[Data entries]

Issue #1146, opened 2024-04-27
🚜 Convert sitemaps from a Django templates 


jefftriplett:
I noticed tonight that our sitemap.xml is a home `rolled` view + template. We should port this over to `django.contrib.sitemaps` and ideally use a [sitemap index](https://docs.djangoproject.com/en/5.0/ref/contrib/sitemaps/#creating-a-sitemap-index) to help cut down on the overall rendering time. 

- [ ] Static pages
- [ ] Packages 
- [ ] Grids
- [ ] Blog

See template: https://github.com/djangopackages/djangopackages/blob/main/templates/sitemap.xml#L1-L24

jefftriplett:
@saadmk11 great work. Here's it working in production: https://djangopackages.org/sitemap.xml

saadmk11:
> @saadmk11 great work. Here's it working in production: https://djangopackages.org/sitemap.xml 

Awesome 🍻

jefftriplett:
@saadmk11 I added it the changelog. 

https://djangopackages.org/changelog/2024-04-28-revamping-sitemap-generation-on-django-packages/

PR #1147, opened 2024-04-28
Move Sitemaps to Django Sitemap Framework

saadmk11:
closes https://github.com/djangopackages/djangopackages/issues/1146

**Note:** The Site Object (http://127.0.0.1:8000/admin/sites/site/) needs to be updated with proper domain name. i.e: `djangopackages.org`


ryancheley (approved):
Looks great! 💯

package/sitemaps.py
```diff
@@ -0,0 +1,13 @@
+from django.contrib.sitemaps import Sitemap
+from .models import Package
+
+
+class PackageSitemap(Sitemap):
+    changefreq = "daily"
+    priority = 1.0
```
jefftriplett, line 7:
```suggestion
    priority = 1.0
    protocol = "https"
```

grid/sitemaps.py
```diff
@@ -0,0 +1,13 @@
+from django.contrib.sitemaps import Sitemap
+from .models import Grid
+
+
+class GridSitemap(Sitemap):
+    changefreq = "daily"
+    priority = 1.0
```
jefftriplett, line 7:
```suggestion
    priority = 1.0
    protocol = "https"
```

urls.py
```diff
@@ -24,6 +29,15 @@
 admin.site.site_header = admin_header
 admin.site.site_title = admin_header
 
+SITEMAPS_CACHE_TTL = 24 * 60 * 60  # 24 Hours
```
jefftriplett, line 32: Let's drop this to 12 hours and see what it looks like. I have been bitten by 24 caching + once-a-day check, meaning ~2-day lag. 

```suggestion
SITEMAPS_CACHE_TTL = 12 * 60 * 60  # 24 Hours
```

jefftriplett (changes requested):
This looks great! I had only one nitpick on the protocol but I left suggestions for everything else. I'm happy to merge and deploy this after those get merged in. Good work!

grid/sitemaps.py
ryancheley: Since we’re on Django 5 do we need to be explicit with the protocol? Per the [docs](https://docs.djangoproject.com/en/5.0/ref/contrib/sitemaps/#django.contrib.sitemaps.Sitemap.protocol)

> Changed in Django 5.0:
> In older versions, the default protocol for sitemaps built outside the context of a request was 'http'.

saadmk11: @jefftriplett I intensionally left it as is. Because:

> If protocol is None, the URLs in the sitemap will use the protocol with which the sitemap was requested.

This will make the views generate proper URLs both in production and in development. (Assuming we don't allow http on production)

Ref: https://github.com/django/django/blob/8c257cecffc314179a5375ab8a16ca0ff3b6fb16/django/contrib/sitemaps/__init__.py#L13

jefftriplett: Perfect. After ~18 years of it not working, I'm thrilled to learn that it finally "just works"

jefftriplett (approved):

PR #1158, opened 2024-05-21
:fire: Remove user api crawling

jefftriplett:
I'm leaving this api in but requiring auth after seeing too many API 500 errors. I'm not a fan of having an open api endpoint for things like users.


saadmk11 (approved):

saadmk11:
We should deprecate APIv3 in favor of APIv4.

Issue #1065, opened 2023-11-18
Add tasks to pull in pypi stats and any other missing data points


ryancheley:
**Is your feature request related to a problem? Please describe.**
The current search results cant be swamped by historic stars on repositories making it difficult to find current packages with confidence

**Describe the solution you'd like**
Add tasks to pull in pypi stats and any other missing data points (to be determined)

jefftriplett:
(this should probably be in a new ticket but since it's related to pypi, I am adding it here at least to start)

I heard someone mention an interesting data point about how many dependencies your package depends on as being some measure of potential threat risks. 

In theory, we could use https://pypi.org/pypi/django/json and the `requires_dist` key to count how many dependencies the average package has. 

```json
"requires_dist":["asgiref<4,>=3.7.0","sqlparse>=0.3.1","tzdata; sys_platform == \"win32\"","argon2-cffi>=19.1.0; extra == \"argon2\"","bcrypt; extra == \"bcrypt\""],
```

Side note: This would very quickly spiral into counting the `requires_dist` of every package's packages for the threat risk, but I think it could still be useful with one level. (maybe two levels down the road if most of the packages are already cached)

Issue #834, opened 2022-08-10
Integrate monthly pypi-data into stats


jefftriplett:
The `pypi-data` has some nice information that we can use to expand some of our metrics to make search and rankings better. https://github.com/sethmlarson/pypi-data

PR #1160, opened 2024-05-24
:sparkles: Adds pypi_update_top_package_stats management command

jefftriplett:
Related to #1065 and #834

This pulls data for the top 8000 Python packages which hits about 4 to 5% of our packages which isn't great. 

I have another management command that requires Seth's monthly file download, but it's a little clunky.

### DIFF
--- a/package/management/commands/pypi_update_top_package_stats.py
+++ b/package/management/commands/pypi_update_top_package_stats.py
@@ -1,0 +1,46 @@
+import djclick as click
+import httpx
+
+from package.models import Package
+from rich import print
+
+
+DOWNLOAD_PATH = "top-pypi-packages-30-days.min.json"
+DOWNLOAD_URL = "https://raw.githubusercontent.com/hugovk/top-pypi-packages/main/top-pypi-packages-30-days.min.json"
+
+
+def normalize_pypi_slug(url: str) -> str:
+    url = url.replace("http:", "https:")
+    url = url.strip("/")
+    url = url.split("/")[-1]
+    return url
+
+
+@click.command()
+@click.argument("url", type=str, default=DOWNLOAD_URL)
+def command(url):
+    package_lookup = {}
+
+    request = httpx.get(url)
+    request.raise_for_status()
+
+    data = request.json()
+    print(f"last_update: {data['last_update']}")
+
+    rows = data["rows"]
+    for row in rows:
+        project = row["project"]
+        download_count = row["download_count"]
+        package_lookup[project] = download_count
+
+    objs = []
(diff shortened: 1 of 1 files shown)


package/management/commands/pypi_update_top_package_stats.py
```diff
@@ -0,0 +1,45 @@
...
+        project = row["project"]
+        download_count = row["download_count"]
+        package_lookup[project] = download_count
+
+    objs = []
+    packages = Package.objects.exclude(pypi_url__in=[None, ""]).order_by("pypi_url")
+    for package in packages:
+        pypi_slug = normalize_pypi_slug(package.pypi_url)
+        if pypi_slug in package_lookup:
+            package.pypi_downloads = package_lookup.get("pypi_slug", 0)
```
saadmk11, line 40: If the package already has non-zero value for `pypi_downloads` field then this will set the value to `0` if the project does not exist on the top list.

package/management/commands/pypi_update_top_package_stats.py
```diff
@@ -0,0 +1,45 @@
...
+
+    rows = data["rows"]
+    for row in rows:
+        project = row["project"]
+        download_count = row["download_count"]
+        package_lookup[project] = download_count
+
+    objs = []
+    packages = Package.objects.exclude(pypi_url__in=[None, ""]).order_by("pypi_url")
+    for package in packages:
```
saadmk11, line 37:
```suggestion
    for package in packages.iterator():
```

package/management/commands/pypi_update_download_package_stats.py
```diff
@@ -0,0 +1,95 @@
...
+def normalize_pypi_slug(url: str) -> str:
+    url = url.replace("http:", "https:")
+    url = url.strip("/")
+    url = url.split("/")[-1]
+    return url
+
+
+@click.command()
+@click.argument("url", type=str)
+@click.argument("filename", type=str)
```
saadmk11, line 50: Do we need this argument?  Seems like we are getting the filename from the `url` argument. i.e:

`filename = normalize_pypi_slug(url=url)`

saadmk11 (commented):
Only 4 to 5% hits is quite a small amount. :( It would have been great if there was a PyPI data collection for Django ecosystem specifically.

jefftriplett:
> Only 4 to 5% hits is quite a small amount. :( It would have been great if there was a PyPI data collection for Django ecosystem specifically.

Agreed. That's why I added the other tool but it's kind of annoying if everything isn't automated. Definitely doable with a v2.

Assignment:
If the word "import" is on a line above, return that line.

Expected answer:
+from django.contrib.sitemaps import Sitemap
+from .models import Package
+from django.contrib.sitemaps import Sitemap
+from .models import Grid
+import djclick as click
+import httpx
+from package.models import Package
+from rich import print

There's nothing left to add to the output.